# My First MOD



## de.das.dude (Aug 6, 2010)

hey guys this will be my first MOD.
i am starting by dremelling out some side fan pockets in the side panel.

here is an BEFORE picture.






the pant job was already custom, did when i was 16. i did some gold work and gold brushed metal finishes.
Andsorry, but i dont have a camera. i spent all my money on PC parts and tools.

Here's the gap for two 90mm fans side by side marked and ready to be dremelled.
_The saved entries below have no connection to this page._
Issue #148, opened 2017-01-11
Support LPAR OS message interactions


abrezovsky:
### Actual behavior

Interaction with LPAR OS messages is not currently supported.

### Expected behavior

Use Open OS Message Channel and/or Send OS Command operations to support interaction with LPAR OS messages.

HMC API Pages 513-517

### Execution environment

* zhmcclient version: 0.9.0
* Operating system (type+version): Ubuntu 16.10 (applies to any)

abrezovsky:
This would need some support for the Java Message Service. Would we need to find a package for JMS?

leopoldjuergen:
I think we have to implement the LPAR operation 'Open OS Message Channel' and combine it with example7.py. To connect to the API message broker we use STOMP in the example5.

abrezovsky:
Ah, OK, I didn't realize there was some flavor of that support in there already, I'll try to understand what's there already and then maybe start a new branch.

abrezovsky:
After looking at the jms_notifications example and how STOMP works, is the best solution  to just pass along the JMS topic to the client and allow them to set up STOMP themselves as in that example? A method in the Lpar class. I think that would be a good minimum.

first time to dremel.... here goes.






Hmmm... its perfect!





PHASE I complete by practicing by making two holes for fans!

















PHASE II
now i will make a larger hole, rectangular, put a rectangular piece of aluminium sheet and the sheet will probably have custom made designer mesh.(i need to practice more first) and i may have to postpone for my first engg exams.

finished cutting for the aluminium holder to goto.






Aluminium piece cut and glued in place.





Fan holes marked and ready to be dremeled out.





Fan holes cut and fans placed.





Outside view(in light)(bad quality of pics,.... my cell phone-2MP- broke and we dont have enough money to buy a new camera. this is a vga camera)





Outside view(in dark)


----------



## de.das.dude (Sep 30, 2010)

added this for better unidirectional airflow to my 4650.


----------